▶ [WHAT TO PRODUCE]
Nothing in the entries should be altered. Write them out in full.

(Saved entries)
PR #65, opened 2021-11-05
Decision about Unit Prefixes

tobru:
## Checklist

### DIFF
--- a/docs/modules/ROOT/pages/explanation/decisions/unit-prefixes.adoc
+++ b/docs/modules/ROOT/pages/explanation/decisions/unit-prefixes.adoc
@@ -1,0 +1,22 @@
+= Unit prefixes
+
+== Problem
+
+On a low-level we work with bytes.
+Representing bytes to a human isn't practical, therefor a unit prefix has to be used to make it better understandable.
+
+== Proposals
+
+There are two well-known unit prefixes we could use:
+
+. https://en.wikipedia.org/wiki/Binary_prefix[binary prefixes]
+. https://en.wikipedia.org/wiki/Metric_prefix#List_of_SI_prefixes[SI prefixes]
+
+== Decision
+
+We use binary prefixes.
+
+== Rationale
+
+* In IT binary prefixes are representing the correct data.
+* OpenShift uses binary prefixes by default in their Web console.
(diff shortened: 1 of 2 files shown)


tobru:
Relates to https://github.com/appuio/appuio-cloud-docs/pull/49

docs/modules/ROOT/pages/explanation/decisions/unit-prefixes.adoc
```diff
@@ -0,0 +1,22 @@
+= Unit prefixes
+
+== Problem
+
+On a low-level we work with bytes.
+Representing bytes to a human isn't practical, therefor a unit prefix has to be used to make it better understandable.
+
```
ccremer, line 7: Maybe extend the problem desc that this decision would also apply to product specifications and marketing and maybe other places?

ccremer (commented):
I do not see any actual impact on the architecture. I merely see this decision as a form of definition that affects product documentation and maybe API specifications and maybe marketing.

Why not simply update https://products.docs.vshn.ch/products/appuio/cloud/price_model.html?

Edit: https://github.com/appuio/appuio-cloud-docs/pull/49 should be enough IMO

docs/modules/ROOT/pages/explanation/decisions/unit-prefixes.adoc
tobru: Done.

tobru:
The impact is given, as we have several places where we need to present "bytes" to a human: The Portal, Invoices, ... And as it already caused confusion because this wasn't documented, I think it is important that we write this down.

corvus-ch (approved):

ccremer:
> The impact is given, as we have several places where we need to present "bytes" to a human: The Portal, Invoices, ... And as it already caused confusion because this wasn't documented, I think it is important that we write this down.

Yes, there's an impact in various places like UI and invoices and we should write it down. It just doesn't have an impact _on the architecture_. I'ts more like a business decision. Displaying GiB instead of GB doesn't fundamentally change how core APPUiO Cloud works.

I propose to add a few sentences [here](https://kb.vshn.ch/appuio-cloud/references/architecture/metrics-of-interest.html#_metric_memory_usage) or  [here](https://kb.vshn.ch/appuio-cloud/references/architecture/metering.html)

tobru:
As I don't see another good place to document it, I go forward and merge it. No harm will be done by that if we have to move it to a different place.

▶ [ANSWER TO THE EXERCISE]
PR #65, opened 2021-11-05
Decision about Unit Prefixes

tobru:
## Checklist

### DIFF
--- a/docs/modules/ROOT/pages/explanation/decisions/unit-prefixes.adoc
+++ b/docs/modules/ROOT/pages/explanation/decisions/unit-prefixes.adoc
@@ -1,0 +1,22 @@
+= Unit prefixes
+
+== Problem
+
+On a low-level we work with bytes.
+Representing bytes to a human isn't practical, therefor a unit prefix has to be used to make it better understandable.
+
+== Proposals
+
+There are two well-known unit prefixes we could use:
+
+. https://en.wikipedia.org/wiki/Binary_prefix[binary prefixes]
+. https://en.wikipedia.org/wiki/Metric_prefix#List_of_SI_prefixes[SI prefixes]
+
+== Decision
+
+We use binary prefixes.
+
+== Rationale
+
+* In IT binary prefixes are representing the correct data.
+* OpenShift uses binary prefixes by default in their Web console.
(diff shortened: 1 of 2 files shown)


tobru:
Relates to https://github.com/appuio/appuio-cloud-docs/pull/49

docs/modules/ROOT/pages/explanation/decisions/unit-prefixes.adoc
```diff
@@ -0,0 +1,22 @@
+= Unit prefixes
+
+== Problem
+
+On a low-level we work with bytes.
+Representing bytes to a human isn't practical, therefor a unit prefix has to be used to make it better understandable.
+
```
ccremer, line 7: Maybe extend the problem desc that this decision would also apply to product specifications and marketing and maybe other places?

ccremer (commented):
I do not see any actual impact on the architecture. I merely see this decision as a form of definition that affects product documentation and maybe API specifications and maybe marketing.

Why not simply update https://products.docs.vshn.ch/products/appuio/cloud/price_model.html?

Edit: https://github.com/appuio/appuio-cloud-docs/pull/49 should be enough IMO

docs/modules/ROOT/pages/explanation/decisions/unit-prefixes.adoc
tobru: Done.

tobru:
The impact is given, as we have several places where we need to present "bytes" to a human: The Portal, Invoices, ... And as it already caused confusion because this wasn't documented, I think it is important that we write this down.

corvus-ch (approved):

ccremer:
> The impact is given, as we have several places where we need to present "bytes" to a human: The Portal, Invoices, ... And as it already caused confusion because this wasn't documented, I think it is important that we write this down.

Yes, there's an impact in various places like UI and invoices and we should write it down. It just doesn't have an impact _on the architecture_. I'ts more like a business decision. Displaying GiB instead of GB doesn't fundamentally change how core APPUiO Cloud works.

I propose to add a few sentences [here](https://kb.vshn.ch/appuio-cloud/references/architecture/metrics-of-interest.html#_metric_memory_usage) or  [here](https://kb.vshn.ch/appuio-cloud/references/architecture/metering.html)

tobru:
As I don't see another good place to document it, I go forward and merge it. No harm will be done by that if we have to move it to a different place.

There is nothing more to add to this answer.